Issue #1566, opened 2020-11-17
Option "Enable Atom-Typescript for JavaScript files" cannot be disabled


alexeiz:
This option is "on" by default.  If I set it to "off" and then restart Atom, it's still in the "on" state.  The version of atom-typescript is 14.0.3.

lierdakil:
Can't reproduce.

If you're using a non-official Atom distribution, it's something that fork might be doing, take it up with the distributor.

Otherwise, post outputs of the following commands:

`apm --version`
`atom --version`
`apm list`

lierdakil:
I've searched for a bit, and apparently 
`atom-ide-javascript` package forces this option to the "on" state. If you're using it, feel free to [take it up with them](https://github.com/atom-ide-community/atom-ide-javascript/issues) but be aware that it's a "wrapper" package -- it doesn't really do much besides installing some dependencies and configuring atom-typescript, so you should be free to disable/remove it in case you don't want atom-typescript on JS.

alexeiz:
Indeed, disabling `aom-ide-javascript` resolves this issue.

PR #1575, opened 2021-02-28
SemanticView optimizations

### LINKED ISSUE #1570: Semantics view large file optimizations
I have done some optimizations to prevent freezes when the outline is going to be shown for a large file.

Since semantics-view is similar, I think the same optimizations should be used.

- skip following cursor in large files
- How long to wait for the new changes before updating the outline depends on the line count

https://github.com/atom-community/atom-ide-outline/blob/a1ec8adf5399df4fc0caecdef85ec399e4ec6343/src/main.ts#L51

P.S: I will extend the API of the outline, so you can just make the semantics-view through the outline API.

aminya:

### Description:
- Replace continuous cursor following with a command
- Large file optimization for updating outline

Fixes #1570 

In the long run, we should add the missing functionality to outline that makes you use a separate semantic view.


lib/main/atom/utils/atom.ts
```diff
@@ -97,3 +97,32 @@ async function editorTokenized(editor: Atom.TextEditor) {
     }
   })
 }
+
+// From https://github.com/atom-community/atom-ide-outline/blob/ec1a7197d63055de910562da3cc2b95fd939afc4/src/main.ts#L53
+// minimum number of line length to trigger large file optimizations
+const longLineLength =
+  (atom.config.get("linter-ui-default.longLineLength") as number | null) ?? 4000
```
lierdakil, line 104: Grabbing configuration like this from other packages can be _very_ brittle. _Especially_ on the module level. I really don't like this, pretty sure it works as intended only whenever it feels like it.

A more robust approach that doesn't require drastic architectural changes is to defer initialization until the values are actually needed.

Also could be nice to update these via `atom.config.observe`

Also not a fan that this pulls config from `linter-ui-default` which isn't necessarily installed (I still kinda support atom-ide). Perhaps we can at expose these as configuration options in atom-typescript?

lierdakil (changes requested):
First and foremost, thank you for the pull request.

I've looked it over, and I have some suggestions. I'll mark this as "request changes" for now.

lib/main/atom/views/outline/navigationTreeComponent.tsx
```diff
@@ -32,7 +33,10 @@ export class NavigationTreeComponent
   constructor(public props: Props) {
     prepareNavTree(props.navTree)
     etch.initialize(this)
-    this.subscriptions.add(atom.workspace.observeActiveTextEditor(this.subscribeToEditor))
+    this.subscriptions.add(
+      atom.workspace.observeActiveTextEditor(this.subscribeToEditor),
+      atom.commands.add("atom-workspace", "typescript:reveal-cursor", this.selectAtCursorLine),
```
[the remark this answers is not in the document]
aminya: > Also, reveal cursor isn't a very descriptive name, I think.

What name do you suggest? I used the same name for Outline.

lib/main/atom/views/outline/navigationTreeComponent.tsx
```diff
@@ -177,7 +186,9 @@ export class NavigationTreeComponent
     // set navTree
     await this.loadNavTree()
 
-    this.editorScrolling = editor.onDidChangeCursorPosition(this.selectAtCursorLine)
```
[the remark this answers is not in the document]
aminya: I used to debounce this in atom-ide-outline, but even with that it really slows down the editor, and so I eventually decided to get rid of it. It is better to let the user use the command whenever they need it!

https://github.com/atom-community/atom-ide-outline/commit/78a8bd17133d755781edf371e609ab965a515d25

lib/main/atom/views/outline/navigationTreeComponent.tsx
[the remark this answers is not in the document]
lierdakil: "Reveal cursor" suggests something happens with the cursor, which isn't the case as far as I can tell. `reveal-in-outilne` seems more descriptive. Also adding a short description could be useful, e.g. "Reveal the symbol closest to the text cursor in outline view" or something like that.

lib/main/atom/utils/atom.ts
aminya: I used linter-ui-default config because I want to eventually make this a central config. If we start adding this to every single package, it is really inconvenient for the users. If you want I can open a PR to add this config to atom-ide-base or atom itself.

lib/main/atom/views/outline/navigationTreeComponent.tsx
```diff
@@ -138,11 +142,16 @@ export class NavigationTreeComponent
    * HELPER select the node's HTML represenation which corresponds to the
    *        current cursor position
    */
-  private selectAtCursorLine = ({newBufferPosition}: CursorPositionChangedEvent) => {
+  private selectAtCursorLine = () => {
+    const editor = atom.workspace.getActiveTextEditor()
```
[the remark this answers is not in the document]
aminya: Sure, I'll fix this

lib/main/atom/views/outline/navigationTreeComponent.tsx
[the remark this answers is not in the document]
lierdakil: Removing features is not something I'm willing to do lightly, and I doubt the performance impact is that large on smaller files (which the absolute majority of TS files are), but I probably need to run some tests myself. Which I really don't have time to do right now. Sigh. If you're adamant about this change, it'll have to wait until I manage to convince myself it's worth it.

lib/main/atom/utils/atom.ts
lierdakil: I understand the intention. However, this feels very arcane for the end-user. Here's a solution that will kind of work for now: expose these options in atom-typescript; set default to `0`, in the description explain that `0` pulls from linter-ui-default or uses `X` value if that fails.

The best option is to have this exposed as core Atom settings (well, editor atom settings more precisely), but I don't know if we want to hold this off until it gets into a public Atom release even _if_ the pull request gets merged.

In principle, I don't mind pulling from `linter-ui-default` _temporarily_, but I fear this will end up haunting the code base for the years to come, so I'm a bit reluctant.

That all said, I'm more concerned about this code being brittle.

lib/main/atom/utils/atom.ts
```diff
@@ -97,3 +97,32 @@ async function editorTokenized(editor: Atom.TextEditor) {
...
+// minimum number of lines to trigger large file optimizations
+const largeFileLineCount =
+  ((atom.config.get("linter-ui-default.largeFileLineCount") as number | null) ?? 3000) / 6
+
+export function lineCountIfLarge(editor: Atom.TextEditor) {
+  // @ts-ignore
+  if (editor.largeFileMode) {
```
lierdakil, line 111: This is always `undefined`.

lib/main/atom/utils/atom.ts
```diff
@@ -97,3 +97,32 @@ async function editorTokenized(editor: Atom.TextEditor) {
...
+  const lineCount = editor.getLineCount()
+  if (lineCount >= largeFileLineCount) {
+    // large file detection
+    return lineCount
+  } else {
+    // long line detection
+    const buffer = editor.getBuffer()
+    for (let i = 0, len = lineCount; i < len; i++) {
+      if (buffer.lineLengthForRow(i) > longLineLength) {
+        return longLineLength
```
lierdakil, line 123: Why is it returning the max length of line as a line count???

aminya:
Could you please state the missing capabilities from the outline so I can move them to the outline and just remove SemanticsView from atom-typescript? 

I recently added another set of optimizations to the outline which further increases its performance. I have also talked to some UI experts, and they have sent me a very complex level-aware lazy-rendered tree that has a virtualized scroller, and I am planning to use it inside the outline.

People are already complaining about the duplication and its performance drawbacks. I don't think this duplication is good for the ecosystem.

lierdakil:
> I don't think this duplication is good for the ecosystem.

I disagree. Competition begets innovation.

Anyway, I'm not going to agree to removing semantic view in the foreseeable future. For one, removing features isn't something to do lightly, even if those features are somewhat redundant. For two, it's not my work, and I need to have a really damn good reason to throw it out. People who prefer atom-ide's outline don't have to use semantic view, and vice versa -- the configuration literally boils down to enabling one tick and disabling another.

I've just pushed a17290dca5de7fd2cc06f95f05583b7654f60f9b to master which in my limited testing fixes the performance issues with `onDidChangeCursorPosition` event handler (it avoids costly reflows via some structure reshuffling and patches DOM directly instead of going through etch). I suggest rebasing and reverting its removal.

If you don't want to spend any more time on this pull request, let me know, I will tweak it myself when I find the time.

lib/main/atom/utils/atom.ts
lierdakil: @aminya I really need to understand this snippet. Shouldn't it return `this.largeFileLineCount` or something similar? Line length is not equivalent to line count by any stretch of the imagination.

lierdakil:
I've made some tweaks. If you could do a quick review and give me the green light that would be nice.

aminya:
> > I don't think this duplication is good for the ecosystem.
> 
> I disagree. Competition begets innovation.
> 
> Anyway, I'm not going to agree to removing semantic view in the foreseeable future. For one, removing features isn't something to do lightly, even if those features are somewhat redundant. For two, it's not my work, and I need to have a really damn good reason to throw it out. People who prefer atom-ide's outline don't have to use semantic view, and vice versa -- the configuration literally boils down to enabling one tick and disabling another.
> 

Why should we compete to achieve the very same thing while we could join forces and collaborate to make a better product that suits the needs of both projects?

I see that you have a very different perspective on the issue, which is different from how I think. 

I wanted to help this project, and that's why I spent duplicating my optimization efforts just to help SemanticsView keep up with the outline. By suggesting moving the features from this repository to outline, I wanted to help all the languages benefit from this and improve Atom as a whole not just one project.


> I've made some tweaks. If you could do a quick review and give me the green light that would be nice.

I was planning to move `lineCountIfLarge` to atom-ide-base, but now it is hardly integrated as a class method which makes this impossible. 

Given my failed efforts for helping this project, feel free to use this branch as you wish.

lierdakil:
> Why should we compete to achieve the very same thing while we could join forces and collaborate to make a better product that suits the needs of both projects?

By the same logic we should abandon Atom and switch to VSCode, because both are similar products, and we should strive to make one-size-fits-all solution instead of fragmenting the ecosystem. I hope it's pretty obvious things rarely work out this way.

> I was planning to move lineCountIfLarge to atom-ide-base, but now it is hardly integrated as a class method which makes this impossible.

Not impossible, it's actually pretty easy to factor out. As I said above, pulling from Atom config on module load is pretty bad, since config schema is still being initialized at that point, so there are no guarantees you'll get what you expect. One could, however, move all the initialization code into a factory function, and then return `lineCountIfLarge` as a `DisposableLike & { (editor: TextEditor) => number }` (i.e. a function with a `dispose` method). I can't say I'm particularly motivated to do the legwork required however, from my point of view this is used exactly once in this here code base, hence I don't see much benefit in generalizing it.

aminya:
> By the same logic we should abandon Atom and switch to VSCode, because both are similar products, and we should strive to make one-size-fits-all solution instead of fragmenting the ecosystem. I hope it's pretty obvious things rarely work out this way.

The amount of difference between two IDEs is night and day while the difference between two outline tabs is just a matter of the icon colors. 

I am sad to do this, once I implemented all the features of semantics view in the outline, I will disable SemanticsView using configs to ensure the ecosystem is not hurt by the fragmentation. I care about the end users way more than the developers.

lierdakil:
> The amount of difference between two IDEs is night and day 

Atom and VSCode are not IDEs. Both are hackable text editors. Both use the same platform, and IDE features come from plug-ins, which are reasonably flexible in both editors (more so in Atom, but that usually requires fiddling with poorly-documented internals). The primary difference is, IDE UI features and LSP compatibility have first-party support in VSCode, where in Atom it's our headache. For the end-user, the differences are in fact extremely minor, but those are enough to prefer one over the other (that said, familiarity plays a huge role as well). Of course, there are many _internal_ differences, but most of those are completely invisible to the end-user (aside from the performance issues in Atom). So I literally have no idea what you mean here.

>  once I implemented all the features of semantics view in the outline

Besides the style (which is a non-trivial difference actually), I think the only differences in terms of functionality are private/protected/public indicators and focus following the cursor? I use neither semantic view nor outline, and I wrote neither of those, so I might be missing something. Nevertheless, the former is impossible with the current API, but nothing's stopping you from changing that. And the latter you've opted to remove, so I don't know whether you're considering adding it back in.

> I will disable SemanticsView using configs

There aren't any actually. Well, except whether to show it by default. But actually, I don't mind that, provided you only disable the semantic view when the outline view is installed (and enabled). The situation where a user might want both at the same time is pretty hard to imagine. That said, https://github.com/TypeStrong/atom-typescript/issues/1566 aka https://github.com/atom-community/atom-ide-javascript/issues/14 is still an issue, so try to leave the users an out in case they want to have a weird configuration. Be warned that in case you'll decide to actively impede users from choosing to use semantic view for whatever reason, I'll be very annoyed -- "caring for the end users" by limiting their options is a farce.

* * * * * * *

Each line from the start of the listing above through the line containing "I've searched for a bit, and apparently" should be copied exactly, please, with no other lines added.

Issue #1566, opened 2020-11-17
Option "Enable Atom-Typescript for JavaScript files" cannot be disabled


alexeiz:
This option is "on" by default.  If I set it to "off" and then restart Atom, it's still in the "on" state.  The version of atom-typescript is 14.0.3.

lierdakil:
Can't reproduce.

If you're using a non-official Atom distribution, it's something that fork might be doing, take it up with the distributor.

Otherwise, post outputs of the following commands:

`apm --version`
`atom --version`
`apm list`

lierdakil:
I've searched for a bit, and apparently 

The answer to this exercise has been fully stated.